(RECORDS PROVIDED begins)
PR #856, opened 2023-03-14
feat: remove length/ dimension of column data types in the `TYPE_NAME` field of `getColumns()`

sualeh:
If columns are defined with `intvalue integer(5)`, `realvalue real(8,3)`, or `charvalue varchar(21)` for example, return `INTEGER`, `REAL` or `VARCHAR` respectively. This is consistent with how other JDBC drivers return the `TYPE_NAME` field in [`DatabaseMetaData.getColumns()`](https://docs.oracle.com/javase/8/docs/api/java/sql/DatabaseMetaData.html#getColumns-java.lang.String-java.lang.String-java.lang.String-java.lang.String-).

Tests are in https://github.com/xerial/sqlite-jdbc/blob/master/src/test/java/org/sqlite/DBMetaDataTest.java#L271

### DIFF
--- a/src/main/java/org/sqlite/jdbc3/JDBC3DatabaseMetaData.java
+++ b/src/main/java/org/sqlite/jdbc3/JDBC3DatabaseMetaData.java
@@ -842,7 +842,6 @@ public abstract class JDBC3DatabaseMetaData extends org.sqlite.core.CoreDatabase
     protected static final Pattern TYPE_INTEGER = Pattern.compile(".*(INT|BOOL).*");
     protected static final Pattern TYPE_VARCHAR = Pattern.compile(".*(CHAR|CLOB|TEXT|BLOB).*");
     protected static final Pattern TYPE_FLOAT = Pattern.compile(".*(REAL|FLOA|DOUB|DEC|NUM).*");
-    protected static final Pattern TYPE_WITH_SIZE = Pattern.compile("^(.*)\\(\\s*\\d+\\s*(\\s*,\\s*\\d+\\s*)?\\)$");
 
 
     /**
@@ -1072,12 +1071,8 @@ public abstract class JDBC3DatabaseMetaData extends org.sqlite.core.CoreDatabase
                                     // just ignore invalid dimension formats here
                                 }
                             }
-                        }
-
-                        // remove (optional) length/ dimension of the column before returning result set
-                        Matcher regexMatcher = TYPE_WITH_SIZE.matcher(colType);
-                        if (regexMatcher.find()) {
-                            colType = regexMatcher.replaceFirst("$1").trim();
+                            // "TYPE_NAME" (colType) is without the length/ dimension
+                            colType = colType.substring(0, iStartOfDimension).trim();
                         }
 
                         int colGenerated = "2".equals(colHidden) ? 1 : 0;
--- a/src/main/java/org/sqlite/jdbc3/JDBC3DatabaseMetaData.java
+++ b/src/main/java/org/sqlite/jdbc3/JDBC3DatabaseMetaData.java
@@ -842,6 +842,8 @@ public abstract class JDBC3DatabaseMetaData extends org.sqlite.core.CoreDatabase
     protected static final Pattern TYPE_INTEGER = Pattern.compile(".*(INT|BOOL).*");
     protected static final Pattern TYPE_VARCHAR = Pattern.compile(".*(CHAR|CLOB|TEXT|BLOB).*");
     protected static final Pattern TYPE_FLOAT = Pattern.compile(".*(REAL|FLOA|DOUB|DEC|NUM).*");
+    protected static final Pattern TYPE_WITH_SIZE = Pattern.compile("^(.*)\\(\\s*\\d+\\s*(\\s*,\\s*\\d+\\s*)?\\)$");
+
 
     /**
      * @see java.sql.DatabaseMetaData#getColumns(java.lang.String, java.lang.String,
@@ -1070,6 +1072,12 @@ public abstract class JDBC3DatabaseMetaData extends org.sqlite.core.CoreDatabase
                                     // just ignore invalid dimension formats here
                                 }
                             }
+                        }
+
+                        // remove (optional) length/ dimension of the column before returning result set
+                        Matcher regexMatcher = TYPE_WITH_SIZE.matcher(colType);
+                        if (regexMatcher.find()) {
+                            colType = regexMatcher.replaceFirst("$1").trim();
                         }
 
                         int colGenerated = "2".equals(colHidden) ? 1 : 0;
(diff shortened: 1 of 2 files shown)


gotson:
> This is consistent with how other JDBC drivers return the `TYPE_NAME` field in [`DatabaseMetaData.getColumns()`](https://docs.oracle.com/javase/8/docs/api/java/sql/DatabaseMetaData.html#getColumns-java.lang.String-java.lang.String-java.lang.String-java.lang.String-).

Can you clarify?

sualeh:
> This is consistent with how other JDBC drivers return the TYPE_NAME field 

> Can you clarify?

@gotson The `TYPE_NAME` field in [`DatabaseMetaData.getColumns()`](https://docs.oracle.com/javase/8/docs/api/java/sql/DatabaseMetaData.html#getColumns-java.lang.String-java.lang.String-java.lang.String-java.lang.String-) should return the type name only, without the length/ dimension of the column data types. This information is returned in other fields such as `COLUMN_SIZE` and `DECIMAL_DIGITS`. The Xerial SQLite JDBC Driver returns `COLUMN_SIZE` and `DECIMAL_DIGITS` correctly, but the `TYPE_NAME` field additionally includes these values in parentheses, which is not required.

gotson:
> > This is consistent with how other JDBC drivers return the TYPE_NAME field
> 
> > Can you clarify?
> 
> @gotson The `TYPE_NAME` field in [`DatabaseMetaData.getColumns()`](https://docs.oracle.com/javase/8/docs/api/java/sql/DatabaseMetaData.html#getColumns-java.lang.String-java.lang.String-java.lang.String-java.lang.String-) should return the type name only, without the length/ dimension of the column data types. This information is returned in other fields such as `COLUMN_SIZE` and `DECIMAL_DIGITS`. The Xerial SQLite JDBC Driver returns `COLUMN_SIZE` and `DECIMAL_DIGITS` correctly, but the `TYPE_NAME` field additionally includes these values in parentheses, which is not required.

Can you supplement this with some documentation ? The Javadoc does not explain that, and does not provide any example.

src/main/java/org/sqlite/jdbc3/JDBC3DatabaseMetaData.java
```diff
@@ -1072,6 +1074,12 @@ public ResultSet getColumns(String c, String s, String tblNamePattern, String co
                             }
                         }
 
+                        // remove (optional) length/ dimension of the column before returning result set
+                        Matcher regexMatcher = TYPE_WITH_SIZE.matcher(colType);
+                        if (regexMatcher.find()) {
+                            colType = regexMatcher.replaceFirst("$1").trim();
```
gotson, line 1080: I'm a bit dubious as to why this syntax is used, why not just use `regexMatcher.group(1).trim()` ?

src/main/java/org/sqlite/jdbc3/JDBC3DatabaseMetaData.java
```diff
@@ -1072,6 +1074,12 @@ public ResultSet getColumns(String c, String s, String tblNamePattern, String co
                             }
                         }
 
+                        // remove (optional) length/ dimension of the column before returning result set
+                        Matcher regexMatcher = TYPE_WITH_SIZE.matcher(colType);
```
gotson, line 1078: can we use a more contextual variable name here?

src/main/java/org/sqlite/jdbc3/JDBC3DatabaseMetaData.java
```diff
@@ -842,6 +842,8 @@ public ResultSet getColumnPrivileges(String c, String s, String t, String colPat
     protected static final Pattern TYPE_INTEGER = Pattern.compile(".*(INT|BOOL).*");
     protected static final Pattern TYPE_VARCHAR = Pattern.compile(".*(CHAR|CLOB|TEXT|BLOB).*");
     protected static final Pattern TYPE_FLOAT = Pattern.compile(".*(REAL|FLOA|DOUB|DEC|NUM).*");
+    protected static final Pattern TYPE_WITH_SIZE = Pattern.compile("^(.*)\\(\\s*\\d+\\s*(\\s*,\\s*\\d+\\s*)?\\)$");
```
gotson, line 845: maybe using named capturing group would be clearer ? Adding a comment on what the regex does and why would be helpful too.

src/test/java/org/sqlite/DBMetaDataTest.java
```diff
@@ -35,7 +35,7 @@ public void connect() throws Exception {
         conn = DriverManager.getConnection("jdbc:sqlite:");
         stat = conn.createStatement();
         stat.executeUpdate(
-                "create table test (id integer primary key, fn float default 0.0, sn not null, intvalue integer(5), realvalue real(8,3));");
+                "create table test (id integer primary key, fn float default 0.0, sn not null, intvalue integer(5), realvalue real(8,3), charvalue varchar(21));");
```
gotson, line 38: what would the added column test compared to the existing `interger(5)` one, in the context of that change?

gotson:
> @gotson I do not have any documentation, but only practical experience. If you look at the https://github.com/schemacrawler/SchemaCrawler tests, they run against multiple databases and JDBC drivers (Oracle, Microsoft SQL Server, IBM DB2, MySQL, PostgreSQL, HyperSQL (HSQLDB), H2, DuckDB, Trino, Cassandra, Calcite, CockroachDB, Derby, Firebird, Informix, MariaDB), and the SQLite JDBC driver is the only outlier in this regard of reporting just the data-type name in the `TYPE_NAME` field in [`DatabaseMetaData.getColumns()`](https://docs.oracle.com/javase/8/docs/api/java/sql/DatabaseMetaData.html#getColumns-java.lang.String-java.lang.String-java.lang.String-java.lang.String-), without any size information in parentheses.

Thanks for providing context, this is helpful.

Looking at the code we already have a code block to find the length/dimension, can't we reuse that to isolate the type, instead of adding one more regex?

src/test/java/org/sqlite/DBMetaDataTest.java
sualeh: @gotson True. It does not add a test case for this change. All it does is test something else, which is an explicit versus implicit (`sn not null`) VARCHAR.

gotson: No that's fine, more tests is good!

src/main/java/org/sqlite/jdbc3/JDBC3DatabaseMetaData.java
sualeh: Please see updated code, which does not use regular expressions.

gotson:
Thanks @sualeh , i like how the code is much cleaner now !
(RECORDS PROVIDED ends)
(RECORDS PROVIDED begins)
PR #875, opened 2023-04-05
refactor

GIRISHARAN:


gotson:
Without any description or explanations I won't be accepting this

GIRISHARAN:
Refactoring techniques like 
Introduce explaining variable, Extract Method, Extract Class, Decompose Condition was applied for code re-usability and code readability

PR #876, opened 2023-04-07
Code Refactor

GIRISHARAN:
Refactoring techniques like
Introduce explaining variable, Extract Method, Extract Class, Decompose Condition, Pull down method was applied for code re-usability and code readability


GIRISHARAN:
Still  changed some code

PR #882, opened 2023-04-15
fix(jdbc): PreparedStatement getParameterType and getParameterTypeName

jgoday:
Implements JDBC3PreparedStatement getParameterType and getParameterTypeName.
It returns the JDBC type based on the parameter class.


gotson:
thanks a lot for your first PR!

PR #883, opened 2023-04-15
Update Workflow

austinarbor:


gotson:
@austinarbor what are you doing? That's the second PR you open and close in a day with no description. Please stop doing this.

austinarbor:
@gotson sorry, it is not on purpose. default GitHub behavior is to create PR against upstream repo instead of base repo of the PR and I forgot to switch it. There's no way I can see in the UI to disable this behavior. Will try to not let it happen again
(RECORDS PROVIDED ends)
_INSTRUCTIONS FOR THE TASK_
Copy every line from the data that includes the string "would".

_TASK OUTPUT_
gotson, line 845: maybe using named capturing group would be clearer ? Adding a comment on what the regex does and why would be helpful too.
gotson, line 38: what would the added column test compared to the existing `interger(5)` one, in the context of that change?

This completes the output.